Quer treinar espanhol e não sabe o que assistir? Nós do Nó de Oito separamos uma lista especial para você. O espanhol é a segunda língua mais falada no mundo em número de falantes nativos e de comunicação internacional; e a terceira mais falada na internet. São cerca 450 de milhões de falantes, segundo o Instituto Cervantes.
Sabe quando temos a sensação de que algo ficaria mais bonito em inglês? Ou quando não gostamos de como o som de outra língua soa? Isso acontece porque a maioria dos conteúdos que consumimos hoje em dia são de língua inglesa.
Não é mera questão de gosto pessoal.
Refleti sobre isso quando estava começando a ver uma série original Netflix de língua espanhola e quase optei pelo dublado em inglês. Que absurdo!
Espanhol é uma língua “feia”?
Passando da metade do episódio eu já tinha me acostumado com o espanhol e senti saudade de estudar o idioma. Quando eu era mais jovem, considerava o idioma “feio e chato” e concentrei todas as minhas energias para aprender o inglês “bonito e descolado”.
Essas palavras “bobas” e aparentemente sem significado mostram como funciona a dominação cultural. O que é considerado bonito, progressista e de alta qualidade tem formato e origem bem específicos; e tudo que destoa disso não é digno de valor.
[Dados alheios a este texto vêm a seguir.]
PR #7119, opened 2025-03-20
build: remove build step from post-install hook

ndhoule:
The CLI currently runs `npm run build` in a post-install script. Many of commands in the CLI implicitly depend on this behavior, which is unnecessarily complicated. This post-install script conflicts with the user-facing post-install script, which means we need to do a little pre-publish post-install script juggling to ensure that the end user runs the correct script after installing the CLI.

Aprender uma língua é conhecer um mundo novo cheio de possibilidades. Ter contato com outras culturas, além da dominante americana & cia, é importante para ampliarmos nossa visão de mundo e conhecermos outras narrativas e olhares sobre a realidade.
Bora então para as indicações?
Juana Inês (2016)
Um achado no catálogo da Netflix, a série mexicana retrata a trajetória de vida da “primeira feminista da América Latina”. São sete episódios, que apresentam como Juana Inês de Asbaje y Ramírez de Santillana abalou as estruturas de sua época e foi considerada uma das mentes mais brilhantes de seu tempo.
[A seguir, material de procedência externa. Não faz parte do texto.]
PR #7130, opened 2025-03-25
fix(types): fix 388 type errors and fully type `src/lib/functions/`

serhalp:
### Summary

This started as a bump of https://github.com/netlify/local-functions-proxy/pull/137 to pull in the now-typed version of `@netlify/functions-proxy` but devolved into fixing hundreds of types.

This fully types `src/lib/functions/` and fixes a number of core types used across the codebase.

These types revealed various minor runtime errors / bugs that I also fixed, but in a separate PR that I'll open stacked on this one. I tried to mostly keep behavioural changes for that follow-up PR, but I did include a few here, which I'll call out in inline comments.

### Reviewing

Sorry this is big and sorry I didn't break this down into smaller commits much. I'd recommend reviewing the smaller commits first and finishing with `fix(types): fix functions types and much more` then `fix: fix functions regression and fully type lib/functions/`.

### To do

- [x] Fix the skipped test in `tests/integration/commands/dev/dev-miscellaneous.test.ts`
- [x] Fix the strange `Host machine does not support local functions proxy server` failure on ubuntu-latest node 18.17.0
- [ ] Maybe release a few `netlify/build` fixes and bump here to fix a few more errors (or just do as a follow-up)


src/commands/init/init.ts
```diff
@@ -7,31 +7,25 @@ import getRepoData from '../../utils/get-repo-data.js'
...
-// @ts-expect-error TS(7031) FIXME: Binding element 'siteInfo' implicitly has an 'any'... Remove this comment to see the full error message
-const logExistingAndExit = ({ siteInfo }) => {
+const logExistingAndExit = ({ siteInfo }: { siteInfo: SiteInfo }): void => {
   log()
   log(`This site has been initialized`)
   log()
   log(`Site Name:  ${chalk.cyan(siteInfo.name)}`)
   log(`Site Url:   ${chalk.cyan(siteInfo.ssl_url || siteInfo.url)}`)
-  log(`Site Repo:  ${chalk.cyan(getRepoUrl({ siteInfo }))}`)
+  log(`Site Repo:  ${chalk.cyan(getRepoUrl(siteInfo))}`)
```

Como disse Vanessa Prateano, em sua excelente resenha para o QG Feminista:
“Nada melhor do que fazer uma pequena maratona e conhecer a vida e a obra de uma mulher latino-americana que, em pleno período colonial mexicano e da Inquisição, revolucionou o que se entendia por ser mulher no século XVII.”.
Filha bastarda de um militar espanhol e uma criolla nativa da colônia, Juana aprendeu a ler e a escrever aos três anos de idade. Autodidata, dominou o português, o latim e o Náuatle (língua de origem asteca falada na colônia apenas por escravizados). Com 16 anos já era considerada uma intelectual.
Uma jovem notável
A série começa com Juana, aos 16 anos de idade, sendo levada à corte do vice-rei da Espanha para seguir com seu destino como mulher: encontrar um marido. Consciente de suas habilidades, a jovem se oferece para ser tutora da filha do vice-rei. A situação choca os intelectuais da época, que decidem testá-la em todas as áreas do conhecimento em uma grande banca.
Escritora, poeta, estudiosa, questionadora de dogmas religiosos e ameaçada de ser queimada na fogueira, Juana optou pelo segundo dos dois últimos caminhos para uma mulher em sua época: tornar-se freira. Isso porque assim ela teria mais tempo para se dedicar aos estudos, já que não poderia ir à universidade por ser mulher.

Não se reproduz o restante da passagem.